• About this exercise
The response must consist of every record, restated word for word.

• Records supplied
PR #184, opened 2015-06-10
Fix set type

weisslj:


michaelklishin:
Cherry-picked to stable.

Thank you, @weisslj.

• Expected answer
PR #184, opened 2015-06-10
Fix set type

weisslj:


michaelklishin:
Cherry-picked to stable.

Thank you, @weisslj.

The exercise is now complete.